Conte si prepara alla "verifica di Natale" istituzionalizzata con una telefonata a Mattarella

Una crisi che va avanti a stop&go, tra gli azzardi di Matteo Renzi, il gioco di rimessa di Nicola Zingaretti e Luigi Di Maio, e la tattica di Giuseppe Conte. Adesso, però, la ‘verifica di Natale’ c’è. Istituzionalizzata da una telefonata del premier a Sergio Mattarella e non più solo oggetto dei retroscena di stampa o dei capannelli dei parlamentari nei corridoi dei Palazzi. Il presidente del Consiglio non ne ha ancora definito tempistica e modalità. I ‘paletti’ arrivati dal Quirinale, allora, segnano bene il perimetro entro cui tracciare la rotta: nessun cambio ai ministeri di peso, dall’Economia alla Salute, e poi Interno, Esteri e Difesa. Nessuna ‘crisi al buio’ che genererebbe il caos, in un momento in cui il Paese, tra pandemia, piano vaccini, Recovery plan e presidenza del G20, non può certo permetterselo. Dal palazzo dei Papi filtra la “preoccupazione” del presidente per quella che viene definita una “settimana cruciale” per la stabilità del Paese.

Conte vuole vederci chiaro ed è in questa direzione che va la telefonata al Colle più alto. La partita a poker che giocano i suoi alleati è fatta di tanti non detti ed è invece sulla trasparenza che Conte vuole portare chi siede al tavolo. Di qui la scelta – da un lato – di provare a sciogliere i nodi e accontentare le richieste arrivate dai partiti e dall’altro verificare con i capigruppo o i capidelegazione prima, e i leader poi, il grado di avanzamento della trattativa. Per sminare il dossier Recovery, l’idea potrebbe essere quella di riportare il pacchetto sotto il controllo dei ministeri e magari pensare ad una “classica unità di missione” che velocizzi le procedure senza scavalcare i dicasteri o far perdere loro la funzione decisionale. Più difficile che il dossier finisca sui tavoli economici che già si riuniscono in Parlamento, fuori dai radar – quindi – della squadra di Governo.

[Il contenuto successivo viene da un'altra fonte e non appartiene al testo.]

PR #1029, opened 2021-04-23
Fix size/layout of struct needed for time stamping

### LINKED ISSUE #1021: Socketcan timestamps are missing sub-second precision
Hi 

Im running python-can 3.3.4 with python 3.8.5. When I run the code below to listen to messages on can1...

```
bus = can.Bus(channel='can1', bustype='socketcan', bitrate='500000')
reader = can.BufferedReader()
notifier = can.Notifier(bus, [reader])
msg = reader.get_message(timeout=100)
```

... the message revived looks like this:

msg

There is no "is_rx" property as stated in the documentation, how can this be achieved? 

BR Stefan

felixdivo:
This caused the sub-second resolution to be cut off.

Fixes #1021. Also adds a regression test to catch this in the future and with other interfaces too.


felixdivo:
@Mergifyio update

felixdivo:
This is done.

tysonite (approved):
Those changes look quite good. It would be really nice to get them merged.

felixdivo:
Indeed, this is an important fix. @hardbyte Could you have quick look? It isn't a large diff.

hardbyte (approved):

PR #1030, opened 2021-04-23
interface for changing bitrate

### LINKED ISSUE #549: How to change SocketCan bitrate at runtime?
Dear,

I would like to implement an auto-baud feature in my application. The idea is to probe the bus for incoming messages until we find the right bitrate from a list.

Is it possible to do that using socketcan interface? If so, how could I do that? Do I have to create new bus instances everytime I change the bitrate or can I reuse the same instance?

Thank you!

cperkulator:
Quick implementation of changing the bitrate at runtime. I just want to get a feel if this is the interface we would like or if there is something better.

I just implemented the Vector interface for now but I can add socketcan eventually (would close #549 ).

This might be a start for implementing autobaud as well.

TODO 

- need to add error handling

### DIFF
--- a/can/interfaces/vector/canlib.py
+++ b/can/interfaces/vector/canlib.py
@@ -515,6 +515,12 @@ class VectorBus(BusABC):
     def send(self, msg: Message, timeout: typing.Optional[float] = None):
         self._send_sequence([msg])
 
+    def change_bitrate(self, bitrate: int) -> None:
+        xldriver.xlCanSetChannelBitrate(
+            self.port_handle, self.mask, bitrate
+        )
+        LOG.info("SetChannelBitrate: baudr.=%u", bitrate)
+
     def _send_sequence(self, msgs: typing.Sequence[Message]) -> int:
         """Send messages and return number of successful transmissions."""
         if self.fd:
--- a/can/interfaces/vector/canlib.py
+++ b/can/interfaces/vector/canlib.py
@@ -516,9 +516,7 @@ class VectorBus(BusABC):
         self._send_sequence([msg])
 
     def change_bitrate(self, bitrate: int) -> None:
-        xldriver.xlCanSetChannelBitrate(
-            self.port_handle, self.mask, bitrate
-        )
+        xldriver.xlCanSetChannelBitrate(self.port_handle, self.mask, bitrate)
         LOG.info("SetChannelBitrate: baudr.=%u", bitrate)
 
     def _send_sequence(self, msgs: typing.Sequence[Message]) -> int:
--- a/can/bus.py
+++ b/can/bus.py
@@ -314,6 +314,19 @@ class BusABC(metaclass=ABCMeta):
             if msg is not None:
                 yield msg
 
+    @abstractmethod
+    def change_bitrate(self, bitrate: int) -> None:
+        """Changes the bitrate of the underlying bus.
+
+        Override this method to enable runtime bitrate changes.
+
+        :param int bitrate: the new bitrate to set.
+
+        :raises can.CanError:
+            if the message could not be sent
+        """
+        raise NotImplementedError("Device not capable of runtime bitrate change")
+
     @property
     def filters(self) -> Optional[can.typechecking.CanFilters]:
         """


felixdivo:
Wouldn't it be nice to implement a more generic `change_parameters()` method that takes any parameters (just like on bus init)? The method can then complain whether that specific setting is supported to be changed or not.

can/interfaces/vector/canlib.py
```diff
@@ -515,6 +516,15 @@ def handle_canfd_event(self, event: xlclass.XLcanRxEvent) -> None:
     def send(self, msg: Message, timeout: typing.Optional[float] = None):
         self._send_sequence([msg])
 
+    @property
+    def bitrate(self) -> int:
+        return self.bitrate
```
felixdivo, line 521: Doesn't this recuse infinitely? Usually, I see this being implemented with a private attribute `self._bitrate`.

felixdivo:
Your proposal for implementing it as a property looks really nice! However, as a change to the core class of the library this should get more feedback.

(Side note: This could also be used in other places since it modularization the configuration of the bus. Sometimes, that might make things more readable.)

can/interfaces/vector/canlib.py
cperkulator: oops yeah I'll get that fixed. Just tossed this together quick to get some feedback.

zariiii9003:
Some questions:
- How would you deal with CAN FD? 
- Regarding the Vector interface: what happens if you do not have Init Access?

felixdivo:
> * How would you deal with CAN FD?

I guess we would not have to implement it right away. Besides, wouldn't the bitrate be handled automatically?

> * Regarding the Vector interface: what happens if you do not have Init Access?

I'd propose to simply throw one of the new exceptions, like a [`CanOperationError`](https://github.com/hardbyte/python-can/blob/develop/can/exceptions.py#L79).

cperkulator:
> > * How would you deal with CAN FD?
> 
> I guess we would not have to implement it right away. Besides, wouldn't the bitrate be handled automatically?
> 
> > * Regarding the Vector interface: what happens if you do not have Init Access?
> 
> I'd propose to simply throw one of the new exceptions, like a [`CanOperationError`](https://github.com/hardbyte/python-can/blob/develop/can/exceptions.py#L79).

Check out the latest commit. I think it should handle these issues.  I still need to add unit tests but testing from home this all works fine.  I'll need to test on my work setup too next week.

can/interfaces/socketcan/constants.py
```diff
@@ -43,11 +43,6 @@
 MSK_ARBID = 0x1FFFFFFF
 MSK_FLAGS = 0xE0000000
 
-PF_CAN = 29
```
cperkulator, line 46: python  has these integrated into the socket module. so these are a little redundant but I can leave them in if supporting before 3.3 is still required.

can/interfaces/socketcan/socketcan.py
```diff
@@ -21,6 +21,29 @@
 log_tx = log.getChild("tx")
 log_rx = log.getChild("rx")
 
+can_config_lib = ctypes.util.find_library("socketcan")
```
cperkulator, line 24: Simpler to use this library rather than parsing output from `ip` but adds a dependency.  Thoughts?

can/interfaces/vector/canlib.py
```diff
@@ -233,6 +233,8 @@ def __init__(
         )
 
         if permission_mask.value == self.mask:
+            self._init_access = True
```
cperkulator, line 236: I'm not a huge fan of this flag but I would rather not check for init access everytime.

can/interfaces/socketcan/constants.py
felixdivo: The version currently developed on the `develop` branch (4.0.0-dev) only supports Python 3.6+. So it's safe to drop them.

hartkopp:
> @hartkopp and @lumagi : What do you think about the socketcan part of this PR? Is that a viable solution to implement bit timing configuration for socketcan?

The bitrate setting of 'real' CAN interfaces can only be performed as network-admin (aka root) on Linux. That's why the `ip` tool is mostly used with `sudo ip` ...

And the setting affects all users on the system (not only python-can users), as the interface has to be shut down to change the bitrates (and has to be set to "up" afterwards). Shutting down the interfaces leads to -ENETDOWN return values for all user space applications working on that interface. Additionally the python-can application needs to be run as root to manipulate the interface status and the bitrate.

So reading the interface properties via `ip` tool or the netlink socket is fine - but setting new bitrates from python-can is probably not as feasible as suggested by the patch.

hartkopp:
> It also seems like `libsocketcan` is not maintained anymore. The last commit is from 2020 and it does not support CAN FD. So it's probably not a good foundation to build upon.

@marckleinebudde : Is there any ongoing activity planned for `libsocketcan` ?

lumagi:
I agree with @hartkopp. The executing process must be root or at least have the `NET_ADMIN` capability to change the interface. Neither one of those things is something you want to do to your Python interpreter on a regular basis.

marckleinebudde:
There is no immediate activity planned for libsocketcan, but patches are welcome. However I'd rather have a proper (dbus?) interface for `systemd-networkd` to configure CAN (and networking in general).

Issue #613, opened 2019-06-03
Enable remaining Pylint rules (?)


felixdivo:
Currently, the Pylint rules disable the following checks (see [`/.pylintrc-wip`](https://github.com/hardbyte/python-can/blob/a7a9c096134b6fb0b2308c870bb379c6e5d8f4f6/.pylintrc-wip#L63)):

```
disable=invalid-name,
        missing-docstring,
        empty-docstring,
        line-too-long,
        too-many-lines,
        bad-whitespace,
        bad-continuation,
        wrong-import-order,
        ungrouped-imports,
        wrong-import-position,
        too-many-function-args,
        locally-disabled,
        too-many-instance-attributes,
        too-few-public-methods,
        too-many-public-methods,
        too-many-branches,
        too-many-arguments,
        too-many-locals,
        too-many-statements,
        too-many-nested-blocks,
        no-else-raise,
        bad-indentation,
        wildcard-import,
        fixme,
        broad-except,
        redefined-builtin,
        no-else-return,
        redefined-argument-from-local,
        abstract-class-instantiated,
        multiple-statements,
        cyclic-import,
        useless-else-on-loop,
        duplicate-code,
        inconsistent-return-statements,
        arguments-differ,
        unused-wildcard-import,
        logging-fstring-interpolation,
        logging-format-interpolation,
        unused-argument,
        abstract-method,
        attribute-defined-outside-init,
        protected-access,
        keyword-arg-before-vararg
```

Do we aim at eventually removing all of them? The default config does disable some rules as well (see [`/.pylintrc`](https://github.com/hardbyte/python-can/blob/a7a9c096134b6fb0b2308c870bb379c6e5d8f4f6/.pylintrc#L63))

#601 removed all previously disabled linter rules that did require only small changes.

felixdivo:
Maybe we could do a quick poll:

👍: Yay, remove all exclusions from the general exclusion list above!

👎: Nay, keep some exclusions in there! (Which ones?)

PR #1032, opened 2021-04-24
Simplify linting

felixdivo:
Removes the confusing `.pylint-wip` file to make the entire repo use the same config. Also improve the code here and there to remove some more previously disabled rules.

Related to #613.

This PR should be squashed!


felixdivo:
No more changes will be pushed here (except a review demands some).

hardbyte (approved):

Intanto, a frenare i venti di crisi, arrivano le parole di Nicola Zingaretti e quelle di Luigi Di Maio. Il segretario Pd ribadisce la necessità di “un rilancio, una ripartenza. Non bisogna nasconderlo questa esigenza è avvertita da tutti. Dal Pd, dai 5 Stelle, da Italia viva, da Leu e, sono convinto, anche dal presidente Conte”, spiega. Detto questo, però, il leader dem ribadisce di considerare “la conclusione dell’attuale esperienza di governo come un’avventura pericolosa. Una crisi al buio che non prospetta alcunché di buono per il futuro”, avverte. L’avviso ai naviganti è ovviamente per Matteo Renzi: “Non è che può pensare di spaccare il Governo, buttare giù tutto, tanto poi non si va a votare – è il ragionamento – quando si apre una crisi, non si sa mai come si chiude”. Goffredo Bettini lo dice chiaro, tentando di rassicurare l’inquilino di palazzo Chigi: “Noi ci impegneremo chiarendo fermamente che contrasteremo ogni tentativo di utilizzare i problemi per ribaltare l’attuale governo e l’attuale premiership. Se cade questo governo, secondo noi in questa legislatura non potrà essercene un altro. Nessuno potrà ricomporre i cocci. E sarebbe insano ritentarlo. Meglio il voto, di fronte al quale ognuno si assumerà le proprie responsabilità”, scandisce.

Anche il ministro degli Esteri, che secondo alcuni retroscena sarebbe pronto a sostituire Conte alla guida del Governo, interviene per rassicurare il premier: “Oggi ancora fake news su di me, evidentemente qualcuno semina zizzania, quindi voglio essere chiaro: è fuori dal mondo mettere in discussione Giuseppe Conte. Se poi ci sono differenze di vedute, si risolvono da persone adulte, ma basta falsità!”, scrive su Twitter.

La linea di Renzi e dei suoi, però, non cambia. Su cabina di regia e servizi segreti serve un passo indietro, altrimenti sarà crisi. “Noi ci auguriamo ci sia responsabilità, non vogliamo la crisi – assicura Maria Elena Boschi – ma se si dovesse aprire non credo che andremmo a elezioni”. Innanzitutto, argomenta la capogruppo renziana, “perché abbiamo la possibilità di eleggere un presidente della Repubblica europeista e non sovranista” e poi perché “tanti” del M5S, il partito di maggioranza relativa “non tornerebbero in Parlamento”.